The Welfare Party’s popularity has grown gradually but steadily. In the 1991 parliamentary elections, it obtained more than 10 percent of the vote, thus surpassing the minimum threshold for winning seats in the National Assembly. Its electoral performance in the 1994 municipal elections was even better: the party won 19 percent of the total vote and control of the government of several large cities, including both Ankara and Istanbul. In the December 1995 National Assembly elections, the Welfare Party won 21 percent of the vote and the largest number of seats of any party–158.

The return to civilian rule in 1983 also affected Turkey’s foreign policy. The three years of military government had harmed the country’s reputation among its allies in the North Atlantic Treaty Organization (NATO) and the OECD, all of which had democratic governments. Turkey’s leaders had been committed to becoming an equal partner of the countries of Western Europe since the late 1940s. For example, Turkey became a member of the Council of Europe in 1949, dispatched its troops to participate in the United States – led United Nations military force in Korea in 1950, and became a full member of the NATO military alliance in 1952. Thus, West European criticisms of Turkey’s undemocratic government and human rights abuses were very painful. In addition, Turkey’s image suffered from the continuing tension with neighboring Greece–also a member of NATO–over Cyprus and the control of the Aegean Sea. Özal therefore wanted to repair Turkey’s international reputation as quickly as possible. He envisioned EU membership as an important means to demonstrate that Turkey is an essential part of Western Europe. In addition, he believed that EU membership would provide Turkey with vital economic benefits.
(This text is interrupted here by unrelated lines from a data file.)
PR #28, opened 2020-06-20
Use setup.cfg over setup.py

gaborbernat:
Resolves https://github.com/FFY00/python-build/issues/40


gaborbernat:
> This breaks `distutils` support which might be wanted in some scenarios when bootstrapping, so I am -1.

Can you detail such use cases? The way I know distutils is not planned to be supported going ahead (@pganssle can confirm this). It certainly did not cause issues for virtualenv. Even in cases where you don't have access to setuptools, you can just use the wheel we'll publish.

FFY00:
I agree `distutils` should not be used by anyone, but there are some scenarios where we might not have `setuptools`. Distributions like arch prefer to build from source than using distributed wheels. Using distributed wheels is not even an option when the package is not pure.

I would be slightly inclined the other way if this provided any kind of improvement other than just storing the metadata in a nicer way.

gaborbernat:
Let's agree to disagree on this too, I'll not push on it if you feel so strongly about it.

FFY00:
Bootstrapping python envrionments from scratch is already a pain, I don't want to make it even harder :smile:.

gaborbernat:
> Bootstrapping python envrionments from scratch is already a pain, I don't want to make it even harder 😄.

If you're worried about this IMHO we should be removing setuptools dependency entirely, and use distutils only. Otherwise, we're telling a blatant lie to ourself: that we fallback to distutils and it works. In the current CI we never test this, so we have exactly 0 confidence in this. We'll never know if we use a flag that doesn't work with distutils, until we release and someone gets back to us complaining. 

> Bootstrapping python envrionments from scratch is already a pain, I don't want to make it even harder 😄.

Didn't we introduce the no isolation build for this? I'd expect one would resolve to bootstrap this project the same way. Install our build dependencies from pyproject.toml and then start building this package.

pganssle:
@gaborbernat I also was thinking to use `setup.cfg` instead of `setup.py`, but I assumed that the context here is that @FFY00 is an Arch Linux maintainer involved in packaging Python, and all these Linux distros have weird rules about what tools need to be built from source.

They'll have to solve the problem of "Python doesn't have distutils in it anymore" at some point after [this PR is merged](https://github.com/pypa/setuptools/pull/2143) and we start the process of removing `distutils` from Python in favor of `setuptools`, but I think the point here is that, at least at the moment, it would presumably be convenient if at least some version of `build` could be built _without_ any dependencies (including `setuptools`).

I think this is a pretty simple package, though. Depending on the needs of the Linux distro packaging community, possibly the best thing to do in the long term would be to keep a hard `setuptools` dependency for building the `sdist`, but customize include additional information in the `sdist` that would allow for a zero-dependency wheel-building or installation step.

That said, I don't know how important it is to be able to do a zero-dependency _build_ of this package. Actually _using_ the package requires the `pep517` library, which is built with `flit`, and `flit` has run-time dependencies on a few packages that have hard build-time dependencies on `setuptools`, so I don't think that "bootstrap build so that you can build `setuptools`" will be a feasible strategy right now anyway.

Presumably @FFY00 has more information here. If a hard requirement on `setuptools` is actually going to be a problem for distro packagers, then I think it's reasonable to keep this compatible with `distutils` while distro packagers figure out what their setup will look like in a post-`distutils` world. If there's no immediate _practical_ value to this, I'm inclined to ditch `setup.py` entirely now as we explore options that will ease the burden on distro packagers.

gaborbernat:
> then I think it's reasonable to keep this compatible with `distutils`

If we do this we might as well use for now distutils as the primary... and add setuptools as fallback once https://github.com/pypa/setuptools/pull/2143 lands. I'm ok with not using setuptools for this if bootstrapping is an issue, but then we should drop setuptools entirely, and test only with distutils. In the current form, the fallback to distutils is a wish at best, and not guaranteed to work.

pganssle:
> If we do this we might as well use for now distutils as the primary... and add setuptools as fallback once [pypa/setuptools#2143](https://github.com/pypa/setuptools/pull/2143) lands. I'm ok with not using setuptools for this if bootstrapping is an issue, but then we should drop setuptools entirely, and test only with distutils. In the current form, the fallback to distutils is a wish at best, and not guaranteed to work.

I disagree strongly with this. If we keep `distutils` support at all, we should just test that whatever feature of `build` it's important to use it for works if you build it with `distutils`, but `distutils` doesn't support stuff like `python_requires`, and generally speaking has a ton of bugs in it that wouldn't be acceptable either for people installing from `sdist` or for _us_ when building the wheel. The kind of people who care about building this with `distutils` will probably _not_ care about at least some of those problems (like `python_requires`), and will have specific workarounds for others. The vast majority of people should be either building with `setuptools` or (even more preferable) consuming a wheel built with `setuptools`.

gaborbernat:
Fair enough, but long story short if we claim distutils support we should validate that subset, or drop supporting it.

gaborbernat:
I personally the way things stand to vote for removing support for it unless @FFY00 can describe an actual use case where without is not possible.

FFY00:
> and all these Linux distros have weird rules about what tools need to be built from source

For arch is simple, *everything* should build from sources. There are some exceptions for cases where this is not possible, like proprietary tools.

I am not going to dive into how to bootstrap the dependency tree for Linux distributions since there are several different workflows that can be chosen. It is possible to build this project with setuptools instead of distutils when bootstrapping, but it might impact the amount of effort needed, depending on the particular workflow.

I am not opposed to drop support for distutils, I just don't think having a slightly nicer way to declare metadata is compelling enough.

@pganssle btw, `pep517` needs `flit_core`, not `flit`. `flit_core` has no runtime dependencies and can build itself.

Anyway, I am -1 on this. I don't really think we should remove it, but I have no issue if it is removed. In arch, we can bootstrap using setuptools.

gaborbernat:
I think we should remove it until someone has an actual use case where using setuptools is not possible, or alternatively keep it but then add tests to validate it actually works.

FFY00:
I re-triggered the tests, codecov is now fixed.

pganssle:
I really don't have enough insight into how much more difficult this would make the lives of distro maintainers, so it's hard for me to have a strong opinion on it.

One way to "split the baby" is to use `setuptools` unconditionally, but also not migrate everything to `setup.cfg`, so that if distro maintainers want to patch the `sdist` to make it easier to bootstrap with `distutils`, it's a simpler change for them. Of course, that would be "best effort". That might be worse than doing nothing, though.

I also think that if we *do* want to switch to declarative metadata, we'll want to switch to [PEP 621](https://www.python.org/dev/peps/pep-0621/) in ~a few months (or whenever support for PEP 621 lands in `setuptools`), so I'm not as gung-ho about `setup.cfg` as I would have been a few months ago.

Sorry I can't be more definitive, I just don't feel like I have enough information.

FFY00:
If @gaborbernat is super keen on making this change, I am willing to accept it.

gaborbernat:
> If @gaborbernat is super keen on making this change, I am willing to accept it.

The alternative of testing distutils is painful and troublesome enough that I would not worry about supporting distutils until someone comes and presented a case where it's impossible to provision setuptools instead. I'd expect all distributions by now figured out how to inject setuptools given it's popularity, so I'd not expect this to be a problem. And @FFY00 just confirmed this for Arch. So I yes let's merge this if someone is willing to approve it.

setup.cfg
```diff
@@ -1,3 +1,48 @@
...
+license_file = LICENSE
+classifiers =
+    License :: OSI Approved :: MIT License
+    Programming Language :: Python :: 2
+    Programming Language :: Python :: 2.7
+    Programming Language :: Python :: 3
+    Programming Language :: Python :: 3.5
+    Programming Language :: Python :: 3.6
+    Programming Language :: Python :: 3.7
+    Programming Language :: Python :: 3.8
```
pganssle, line 18: 3.9?

setup.cfg
```diff
@@ -1,3 +1,48 @@
...
+project_urls =
+    homepage=https://github.com/FFY00/python-build
```
pganssle, line 20:
```suggestion
    homepage = https://github.com/FFY00/python-build
```

setup.cfg
```diff
@@ -1,3 +1,48 @@
...
+    packaging
+    pep517
+    toml
+    importlib-metadata;python_version < "3.8"
+    typing;python_version<"3"
+python_requires = >=2.7, !=3.0.*, !=3.1.*, !=3.2.*, !=3.3.*, !=3.4.*
+
+[options.entry_points]
+console_scripts =
+    python-build=build.__main__:main
```
pganssle, line 34:
```suggestion
    python-build = build.__main__:main
```

setup.cfg
```diff
@@ -1,3 +1,48 @@
...
+
+[options.extras_require]
+doc =
+    sphinx
+    sphinx-autodoc-typehintssphinxcontrib-autoprogram
```
FFY00, line 39: Missing a new line here.

setup.cfg
gaborbernat: Separate PR where we add 3.9 to the CI too.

Although a substantial portion of the political and economic elite supported Özal’s objective of EU membership, it was not a goal shared by all Turks. For example, the Welfare Party opposed any further integration with Europe, arguing instead that Turkey should search for new export markets in its natural and historical hinterland, the Middle East. The Özal government did not dismiss the idea of expanding political and economic ties with other Islamic countries, and actually did cultivate relations with Iran and Iraq. These two neighbors were at war with each other from 1980 to 1988, and Turkey was able to reap economic dividends by remaining strictly neutral with respect to that conflict. Nevertheless, the government continued to believe that Turkey’s national interests would be served best by strengthening ties to Western Europe. Thus, Özal undertook a series of economic and political reform measures that he believed would provide credibility for Turkey’s formal application to join the EU. The application finally was submitted in April 1987. To demonstrate that Turkey was committed to democracy, and thus worthy of membership in the EU, all martial law decrees were repealed in March, although a state of emergency remained in force in the southeastern provinces. New parliamentary elections also were announced for the fall, a full year before they were required.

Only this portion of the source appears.